两人表情稍微放松,没有人注意到被吹走的风帆——那根主桅杆上还有好几道粗壮的绳索连着船身。
“团长!”
咖洛猛地撞开舱门,一边摇摇晃晃的在甲板上扭一边抱紧手里的东西。
“大侦探准备的应急包——我只来得及拿来这些!”
远海航行必须做最坏的打算。
这些应急包里储存有少量食物和淡水,还有一些用于求生的工具。
虽然不知道有没有机会去用,但这已经是他们最后的希望。
“分给他们!”
弗里克两只手都抓着桅杆,看看教士组,又看看相互扶持的两位影狮探员,胸口就像破败的风箱在剧烈抽气。
如果可以,他也不想弃船。
谁都知道弃船不异于慢性自杀,但不弃船又能怎么办?
诺拉耶桑号只是一艘普通的中型帆船,它没有任何硬件措施来应对海龙卷!
躲到船舱里去?
等被海龙卷裹进去,根本不需要狂风和水流动手,人体就会在翻动、滚动的过程中被撞成碎片!

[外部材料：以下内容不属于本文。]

Issue #12, opened 2019-09-17
PRs to fix patches in their respective upstream projects


viovanov:
The following patches should result in PRs to upstream projects.

- [x] [./eirini/opi/jobs/patch_opi_yml.sh](https://github.com/SUSE/kubecf/blob/master/bosh/releases/pre_render_scripts//eirini/opi/jobs/patch_opi_yml.sh)
- [x] [./eirini/opi/bpm/patch_bpm.sh](https://github.com/SUSE/kubecf/blob/master/bosh/releases/pre_render_scripts//eirini/opi/bpm/patch_bpm.sh)
- [ ] [./eirini/eirini-loggregator-bridge/bpm/patch_bpm.sh](https://github.com/SUSE/kubecf/blob/master/bosh/releases/pre_render_scripts//eirini/eirini-loggregator-bridge/bpm/patch_bpm.sh)
- [ ] [./bits/bits-service/jobs/patch_bits_config_yml.sh](https://github.com/SUSE/kubecf/blob/master/bosh/releases/pre_render_scripts//bits/bits-service/jobs/patch_bits_config_yml.sh)
- [ ] [./singleton-blobstore/blobstore/jobs/patch_blobstore_conf.sh](https://github.com/SUSE/kubecf/blob/master/bosh/releases/pre_render_scripts//singleton-blobstore/blobstore/jobs/patch_blobstore_conf.sh)
- [ ] [./singleton-blobstore/blobstore/jobs/patch_blobstore_pre-start.sh](https://github.com/SUSE/kubecf/blob/master/bosh/releases/pre_render_scripts//singleton-blobstore/blobstore/jobs/patch_blobstore_pre-start.sh)
- [ ] [./singleton-blobstore/blobstore/ig_resolver/patch_job_mf.sh](https://github.com/SUSE/kubecf/blob/master/bosh/releases/pre_render_scripts//singleton-blobstore/blobstore/ig_resolver/patch_job_mf.sh)
- [ ] [./database/mysql/jobs/patch_pre-start-setup.sh](https://github.com/SUSE/kubecf/blob/master/bosh/releases/pre_render_scripts//database/mysql/jobs/patch_pre-start-setup.sh)
- [ ] [./api/dotnet-core-buildpack/jobs/create_bosh_pre_start.sh](https://github.com/SUSE/kubecf/blob/master/bosh/releases/pre_render_scripts//api/dotnet-core-buildpack/jobs/create_bosh_pre_start.sh)
[...]

PR #80, opened 2019-10-30
Add OS switch in UAA pre-start patch

qu1queee:
## Description
In case a different stemcell is used, for example Ubuntu, some patches are no
longer valid for specific BOSH releases. There was an issue that the patch for
the CA certificate location failed to work on Ubuntu based images.

Initially, we tried to enhance the OS specific patches, by getting the operative
system ID, in order to skip the patch in a non SUSE OS. We realized that this wouldn´t
properly work, while the patch is evaluated under the cf-operator img, which is build
based on openSUSE. We could have try to improve the patch by other means, but this already
looks too complicated, and a feature flag will simplify the desired goal.

Introduce a feature flag called `suse_stemcell`, which adds another ops file to
the list of ops files referenced by the BOSHDeployment CRD.

This would enable `kubecf` to add more OS specific patches in the same directory
in the future.

## Motivation and Context
Kubecf should support a CF distribution based on both SUSE and Ubuntu stemcells.

## How Has This Been Tested?
We have an internal pipeline that builds Ubuntu based images(bosh releases), and we have use them, to deploy internally, into an IBM IKS cluster.

## Types of changes

## Checklist:

### DIFF
--- a/bosh/releases/pre_render_scripts/uaa/uaa/jobs/patch_pre-start.sh
+++ b/bosh/releases/pre_render_scripts/uaa/uaa/jobs/patch_pre-start.sh
@@ -6,16 +6,39 @@ target="/var/vcap/all-releases/jobs-src/uaa/uaa/templates/bin/pre-start.erb"
 
 # Patch bin/pre-start.erb for the certificates to work with SUSE.
 PATCH=$(cat <<'EOT'
-24c24
-< rm -f /usr/local/share/ca-certificates/uaa_*
----
-> rm -f /etc/pki/trust/anchors/uaa_*
-26,27c26,27
-<     echo "Adding certificate from manifest to OS certs /usr/local/share/ca-certificates/uaa_<%= i %>.crt"
-<     echo -n '<%= cert %>' >> "/usr/local/share/ca-certificates/uaa_<%= i %>.crt"
----
->     echo "Adding certificate from manifest to OS certs /etc/pki/trust/anchors/uaa_<%= i %>.crt"
->     echo -n '<%= cert %>' >> "/etc/pki/trust/anchors/uaa_<%= i %>.crt"
+--- pre-start.erb	2019-11-05 10:53:19.000000000 +0100
++++ -	2019-11-05 10:59:27.000000000 +0100
+@@ -21,11 +21,29 @@
+ }
+
+ # add certs from manifest to OS certs
+-rm -f /usr/local/share/ca-certificates/uaa_*
++source /etc/os-release
++case "${ID}" in
++  *ubuntu*)
++    rm -f /usr/local/share/ca-certificates/uaa_*
+ <% p('uaa.ca_certs', []).each_with_index do |cert, i| %>
+     echo "Adding certificate from manifest to OS certs /usr/local/share/ca-certificates/uaa_<%= i %>.crt"
+     echo -n '<%= cert %>' >> "/usr/local/share/ca-certificates/uaa_<%= i %>.crt"
+ <% end %>
++  ;;
++
++  *suse*)
++    rm -f /etc/pki/trust/anchors/uaa_*
++<% p('uaa.ca_certs', []).each_with_index do |cert, i| %>
++    echo "Adding certificate from manifest to OS certs /etc/pki/trust/anchors/uaa_<%= i %>.crt"
++    echo -n '<%= cert %>' >> "/etc/pki/trust/anchors/uaa_<%= i %>.crt"
++<% end %>
++  ;;
++
++  *)
++  echo "Unsupported operating system: ${PRETTY_NAME}"
++  exit 42
++  ;;
++esac
+
+ update_ca_certificate
+
 EOT
 )
 


mook-as:
Hi! Thanks for the patch!

I think the more correct way to do this would be to upstream the patches (see #12); in the mean time, though, making things so the person deploying the helm chart (operator? administrator?) seems wrong.  Perhaps we can patch the scripts (as in, `pre-start` and `uaa`) to check `/etc/os-release` instead?  You mentioned that the patch scripts themselves (as in, `patch_*.sh`) are always run on openSUSE in your deployment; but as the files under patch are also plain text, we can probably fix _them_ instead?  This has the benefit that the resulting files are upstream-able.

Does that sound like a reasonable thing to do in this case?

viovanov:
@mook-as this seems like an easy way to _not patch_ things if the stemcell is not SUSE
agreed that we need to upstream all of it, but it's also not that nice to require a patch for something that doesn't need a patch

HeavyWombat:
@mook-as @viovanov I cannot rule out that we did something wrong, but actually we started with using `/etc/os-release` to see whether we can change the patch itself. Problem we faces was that even with a Ubuntu stemcell for uaa, the patch execution is done by the `cf-operator` and therefore our OS checks went detected openSUSE and therefore patched the pre-start scripts.

mook-as:
@HeavyWombat Right, the patch is run within the operator image, so unless you're rebuilding that you'd get openSUSE (in `/etc/os-release`).  However, the patch is changing a shell script and _that_ could be changed to read `/etc/os-release` where it's run (which would be Ubuntu in your case), right?

```bash
patch --verbose "${target}" <<<"EOF"
…
>     echo "Adding certificate from manifest to OS certs …"
>     source /etc/os-release
>     for id in ${ID} ${ID_LIKE:-} ; do
>         case "${id}" in
>             ubuntu|debian)
>                 echo -n '<%= cert %>' >> "/usr/local/share/ca-certificates/uaa_<%= i %>.crt"
>                 break
>                 ;;
>         case suse|opensuse)
>                 echo -n '<%= cert %>' >> "/etc/pki/trust/anchors/uaa_<%= i %>.crt"
>                 break
>                 ;;
>         esac
>     done
EOF
```
Wrote that in this textbox, so it's probably got ridiculous errors…

FWIW, I'm pushing back mostly because I want to avoid knobs where the administrator can set things incorrectly and screw up their deployment.  I'd be more okay with something in our bazel configs that enabled or disabled something, and isn't accessible to the end administrator.

qu1queee:
@mook-as thanks for the input. As we mentioned at the very first comment, you can extend the patch file to detect the OS during runtime(not during patching time, similar to what @HeavyWombat mentioned), but this is already making the patch more complicated(and there is no need to do that, if this will become obsolete with https://github.com/SUSE/kubecf/issues/12). Therefore to simplify things, we consider to avoid running the patches by using a feature flag, which should be more easier to understand/manage for a kubecf administrators. 

If this PR is missing documentation to highlight the usage of that feature flag, let us know, to avoid future incorrect usage from administrators.

Also, why the need on hiding configurations from the end administrator?, for administrators is easier to enable/disable something via helm(while this is what they will consume), rather than doing this via bazel.

mook-as:
@qu1queee I am advocating for hiding the option as the administrator would not be building the images they run on (just consuming a helm chart), and hence they get no say in whether it's going to be Ubuntu or SUSE or whatever.  Hence the only thing they can actually do with the feature flag is to configure it incorrectly :smile: 

If that isn't the case (they are, for some reason, choosing the images to run), please let me know :smile_cat: 

Also, while putting the OS detection in the to-be-patched script makes the patch more complicated, that's work we'd need to do to upstream it anyway?

qu1queee:
@mook-as I´m not sure what does the administrator role implies for you, but is fair to assume that whoever consumes the helm chart can/will potentially build their set of own images with their desire OS. Similar to what happens in BOSH now with the different stemcells https://bosh.cloudfoundry.org/stemcells/. and probably this is why we had documentation around how to do this, see https://github.com/SUSE/kubecf/blob/master/doc/bosh-release-development.md#building-a-docker-image-with-fissile .

HeavyWombat:
@mook-as I had a discussion with Enrique this morning. We totally understand your point and I think our different approach is influenced by the fact that we are actually distributor, and operator of the containerized Cloud Foundry with a preference for more knobs -- knowing that too much points of configurability invite snowflakes and problems along the way.

I will look into rewriting the PR in such a way that everything is eventually covered in the UAA script at its startup time. The main benefit of this is, like you said, that we do not need a setting that could be incorrectly set by accident and cause problems, when there is a way that this is detected automagically and yield the same effect.

HeavyWombat:
Ubuntu stemcell logs:
```
+ /var/vcap/jobs/uaa/bin/pre-start
uaa-pre-start - starting at Tue Nov  5 12:13:19 UTC 2019
Adding certificate from manifest to OS certs /usr/local/share/ca-certificates/uaa_0.crt
trying to run update-ca-certificates...
Clearing symlinks in /etc/ssl/certs...
done.
Updating certificates in /etc/ssl/certs...
Doing .
149 added, 0 removed; done.
Running hooks in /etc/ca-certificates/update.d...
done.
Processing certificates for Java cacerts file
Certificate was added to keystore
[uaa-ctl]   Processed certificate 1 of 149
Certificate was added to keystore
[uaa-ctl]   Processed certificate 2 of 149
Certificate was added to keystore
[...]
[uaa-ctl]   Processed certificate 149 of 149
[uaa-ctl] Java keystore creation completed.
[uaa-pre-start] Installing Server SSL certificate
[uaa-pre-start] Installed Server SSL certificate
uaa-pre-start - completed at Tue Nov  5 12:14:01 UTC 2019
```

HeavyWombat:
OpenSUSE stemcell logs:
```
+ '[' -x /var/vcap/jobs/uaa/bin/pre-start ']'
+ /var/vcap/jobs/uaa/bin/pre-start
uaa-pre-start - starting at Tue Nov  5 10:45:35 UTC 2019
Adding certificate from manifest to OS certs /etc/pki/trust/anchors/uaa_0.crt
trying to run update-ca-certificates...
running /usr/lib/ca-certificates/update.d/50java.run ...
creating /var/lib/ca-certificates/java-cacerts ...
running /usr/lib/ca-certificates/update.d/70openssl.run ...
creating /var/lib/ca-certificates/openssl ...
running /usr/lib/ca-certificates/update.d/80etc_ssl.run ...
running /usr/lib/ca-certificates/update.d/99certbundle.run ...
creating /var/lib/ca-certificates/ca-bundle.pem ...
running /usr/lib/ca-certificates/update.d/99x_ubuntu_certs.run ...
Processing certificates for Java cacerts file
Certificate was added to keystore
[uaa-ctl]   Processed certificate 1 of 136
Certificate was added to keystore
[uaa-ctl]   Processed certificate 2 of 136
Certificate was added to keystore
[...]
[uaa-ctl]   Processed certificate 136 of 136
[uaa-ctl] Java keystore creation completed.
[uaa-pre-start] Installing Server SSL certificate
[uaa-pre-start] Installed Server SSL certificate
uaa-pre-start - completed at Tue Nov  5 10:46:13 UTC 2019
```

HeavyWombat:
@mook-as I finished the patch re-work and pasted log output of my two tests with different operating systems.

PR #108, opened 2019-11-05
Upstream patch for opi BPM

f0rmiga:
Ties to https://github.com/cloudfoundry-community/eirini-bosh-release/pull/69.

Part of the effort to upstream patches we currently have on kubecf - https://github.com/SUSE/kubecf/issues/12.


viovanov:
@jimmykarily how hard would it be to get this in the eirini BOSH release?

viovanov:
@f0rmiga if that gets merged, wouldn't we remove the patch altogether?

f0rmiga:
@viovanov Yes. In any case, I wanted to have this merged here so we don't get confused about differences in what we have in the patch and what we have upstream as a PR.

viovanov:
The eirini bosh relese is becoming obsolete because of #651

甚至哪怕已经跳船都不一定能活!还必须要离船足够远!互相之间也要足够远!
否则被卷起来,在风暴的力量下凭空撞上……也还是完蛋!
现在这个情况,一分钟内必须跳船。
弗里克看了眼扭动的长蛇。
只是一会儿工夫,这东西的体积又扩大了三倍。
对他们这些渺小的凡人而言,与其用长蛇来形容它,还不如说更像是一尊海上的巨人。
“轰!!!”
突然——弗里克甚至没来及意识到发生了什么,他就感觉一阵天旋地转,整个人被从甲板上甩了出去。
怎么?
弗里克内心无比惊骇。
他没有落海,而是直接被气流卷起,遥遥围着海面上的“巨人”划着弧线。
在被彻底卷入旋涡之前,他所看到的,是远方风暴中一块隐约的白帆,它就像风筝一样悬浮在那里,拉着下面的诺拉耶桑号不断打转。
“咔擦!”
船身撕裂。
剩下来的人几乎是旋转着被抛入风暴中,一眨眼就化作天上的小点,再一眨眼就消失不见。
……
希茨菲尔感觉自己进入了一个童话世界。
在她的印象中,她和夏依冰一起被卷入风暴——甚至被卷入海龙卷的最中心。
她们先是品尝了一番脏衣服在涡轮增压洗衣机里的体验,最艰难的时刻甚至被水流卷到漆黑的深海,差一点抵达海底海沟。
下一刻,她们又被重新卷出海面。一直旋转……上升……直至进入漆黑乌云,耳畔甚至能听到雷鸣炸裂。
再然后……
她就感觉身体变得轻飘飘的。
她好像是被什么人抱在怀里,突破了云层,被气流托着,去到了海鸟都无法触及的高度,就在这里飘拂、旋转……有时还能感受到暖暖的光洒在脸上,很是舒服。
这感觉好像有哪里不对。
当她意识到这一点的时候,她终于能感觉到身体的存在。
但只是感觉到而已。
她好像……是躺在一块坚硬石板上,浑身上下酸麻胀痛,就连开口说话都办不到。
“她醒了吗?”
“醒了。”
好像隐约能听到面前有人在低声交谈。
“伤势如何。”
“血液不畅、水肿、高烧……与其说是伤势不如说疾病。”
“这么神奇!”
“但另一个就不走运了……”
另一个!
希茨菲尔微微瞪眼。
她想起了在幻觉中感受到的温软怀抱,试图强行挺身坐起来一点。
“当心——”
但她估错了自己的状态。
一个翻身起来没能挺住,又在一阵惊呼中翻下了石板。